Nothing but an exact reprint of the records is to be returned.

(Data entries)
#####
PR #1644, opened 2020-05-01
Correctly generate static constructor without body

citizenmatt:
Fixes an issue where the "redundant `[InitializeOnLoad]`" quick fix would fail to generate a static constructor if member generation settings were set to "default return value".


JurjenBiewenga:
lgtm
#####
TASK ANSWER
PR #1644, opened 2020-05-01
Correctly generate static constructor without body

citizenmatt:
Fixes an issue where the "redundant `[InitializeOnLoad]`" quick fix would fail to generate a static constructor if member generation settings were set to "default return value".


JurjenBiewenga:
lgtm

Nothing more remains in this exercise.